• WHAT YOU SHOULD DO: Go to the line containing "## All Submissions" in the records below and retype from there through the final line, exactly.

*** SUPPLIED RECORDS Section Begins ***

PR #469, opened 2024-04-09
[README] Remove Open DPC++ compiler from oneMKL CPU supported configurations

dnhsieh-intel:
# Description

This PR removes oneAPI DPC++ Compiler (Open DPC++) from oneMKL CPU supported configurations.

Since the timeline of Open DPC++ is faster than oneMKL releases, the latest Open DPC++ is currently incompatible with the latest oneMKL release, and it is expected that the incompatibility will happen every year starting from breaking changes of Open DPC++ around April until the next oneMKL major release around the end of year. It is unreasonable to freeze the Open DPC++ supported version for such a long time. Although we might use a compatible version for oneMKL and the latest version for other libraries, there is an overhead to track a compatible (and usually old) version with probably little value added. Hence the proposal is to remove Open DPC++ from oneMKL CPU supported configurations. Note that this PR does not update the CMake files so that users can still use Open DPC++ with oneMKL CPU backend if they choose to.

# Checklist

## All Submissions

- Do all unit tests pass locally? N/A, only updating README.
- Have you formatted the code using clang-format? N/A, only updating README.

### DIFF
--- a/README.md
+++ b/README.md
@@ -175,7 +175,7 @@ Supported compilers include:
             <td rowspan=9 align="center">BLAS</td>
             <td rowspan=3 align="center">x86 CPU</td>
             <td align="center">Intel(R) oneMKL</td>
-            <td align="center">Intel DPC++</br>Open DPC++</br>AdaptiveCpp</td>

*** SUPPLIED RECORDS Section Ends ***

• TASK SOLUTION:
## All Submissions

- Do all unit tests pass locally? N/A, only updating README.
- Have you formatted the code using clang-format? N/A, only updating README.

### DIFF
--- a/README.md
+++ b/README.md
@@ -175,7 +175,7 @@ Supported compilers include:
             <td rowspan=9 align="center">BLAS</td>
             <td rowspan=3 align="center">x86 CPU</td>
             <td align="center">Intel(R) oneMKL</td>
-            <td align="center">Intel DPC++</br>Open DPC++</br>AdaptiveCpp</td>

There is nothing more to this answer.